The October 2020 NPG Paper of the Month award goes to Reinhold Hess for the paper “Statistical postprocessing of ensemble forecasts for severe weather at Deutscher Wetterdienst“.
Ensemble Forecasting rose with the understanding of the limited predictability of weather. In a perfect ensemble system, the obtained ensemble of forecasts expresses the distribution of possible weather scenarios to be expected. However, operational forecasts of near-surface weather elements are often underdispersive and underestimate forecast errors.
At Deutscher Wetterdienst (DWD) a MOS system has been developed, that corrects for systematic errors of the numerical ensemble systems ECMWF-ENS and COSMO-D2-EPS. It calibrates probability forecasts to observed relative frequencies with a focus on severe weather. The calibrated event probabilities can be used for qualified decisions in terms of cost-loss evaluations that relate forecasts of harmful weather to economic value.

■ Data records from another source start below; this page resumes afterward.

Issue #442, opened 2021-05-12
refactor the annotations process


tokers:
The current process for annotations is pathological and the abstraction is not so good. We need to refactor it so the following goals can be achieved.

* Integrate with new annotations handling will be easily
* Handling these annotations when parsing Ingress resources.

PR #443, opened 2021-05-12
chore: refactor the process of annotations

tokers:

This Pull Request refactored the process about annotations, it abstracts two interfaces:

```go
// Extractor encapsulates some auxiliary methods to extract annotations.
type Extractor interface {
	// GetStringAnnotation returns the string value of the target annotation.
	// When the target annoatation is missing, empty string will be given.
	GetStringAnnotation(string) string
	// GetStringsAnnotation returns a string slice which splits the value of target
	// annotation by the comma symbol. When the target annotation is missing, an empty
	// slice (not a nil slice) will be given.
	GetStringsAnnotation(string) []string
	// GetBoolAnnotation returns a boolean value from the given annotation.
	// When value is "true", true will be given, other values will be treated as
	// false.
	GetBoolAnnotation(string) bool
}

// Handler abstracts the behavior so that the apisix-ingress-controller knows
// how to parse some annotations and convert them to APISIX plugins.
type Handler interface {
	// Handle parses the target annotation and converts it to the type-agnostic structure.
	// The return value might be nil since some features have an explicit switch, users should
	// judge whether Handle is failed by the second error value.
	Handle(Extractor) (interface{}, error)
	// PluginName returns a string which indicates the target plugin name in APISIX.
	PluginName() string
}
```

With the help of these two interfaces, each annotation handler can be implemented independently and hide its details. Also, now annotations process is also integrated into Ingress.

- [ ] Bugfix
- [ ] New feature provided
- [x] Improve performance
- [ ] Backport patches

- Related issues
https://github.com/apache/apisix-ingress-controller/issues/442


tokers:
@tao12345666333 @gxthrj

docs/en/latest/concepts/annotations.md
```diff
@@ -0,0 +1,55 @@
...
+
+This annotation controls which methods are accepted, multiple methods join together with `,`.
+
+Default is `"*"`, which means all HTTP methods are accepted.
+
+Allowlist Source Range
+-----------------------
+
+You can specify the allowed client IP addresses or nets by the annotation `k8s.apisix.apache.org/allowlist-source-range`, multiple IP adddresses or nets join together with `,`,
+for instance, `k8s.apisix.apache.org/allowlist-source-range: 10.0.5.0/16,127.0.0.1,192.168.3.98`. Default value is *empty*, which means the sources are not limited.
```
tao12345666333, line 55:
```suggestion
for instance, `k8s.apisix.apache.org/allowlist-source-range: 10.0.5.0/16,127.0.0.1,192.168.3.98`. Default value is *empty*, which means the source IP is unlimited.
```

docs/en/latest/concepts/annotations.md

The basic concept of the MOS system presented in the paper is to use ensemble mean und spread as predictors in multiple linear and logistic regressions. The use of ensemble products as predictors instead of processing each ensemble member individually prevents difficulties with underdispersive statistical results and underestimated errors especially for longer forecast horizons. During multiple regressions, the system selects most relevant predictors based on statistical tests and is able to correct even for conditional biases, therefore. It is possible to use the latest available observations as predictors for short-term forecasts or to use the previous statistical forecasts as predictor for the next time step in order to exploit the persistency of the weather.
Extreme events are most relevant for meteorological warnings. They are (fortunately) rare, however, and long time series are required to capture a sufficiently large number of observed events in order to derive statistically significant estimations. Currently, time series of 8 years of ensemble and observation data are used for training. Model changes have been found less harmful than insufficient data. Extreme events with 40 mm or 50 mm precipitation per hour rarely appear at certain stations, which may result in statistical models that permanently predict 0% probability. Clusters of stations are gathered for a combined modelling of rare events, therefore. The clusters are defined according to the climatology of the stations. In order to compute statistical forecasts on a regular grid, the MOS-equations of the clusters are evaluated for locations apart from the training and observation sites. Figure 1 shows resulting gridded forecasts of wind gust probabilities as an example. Strong gusts appear most probably over sea and at higher elevations according to this forecast.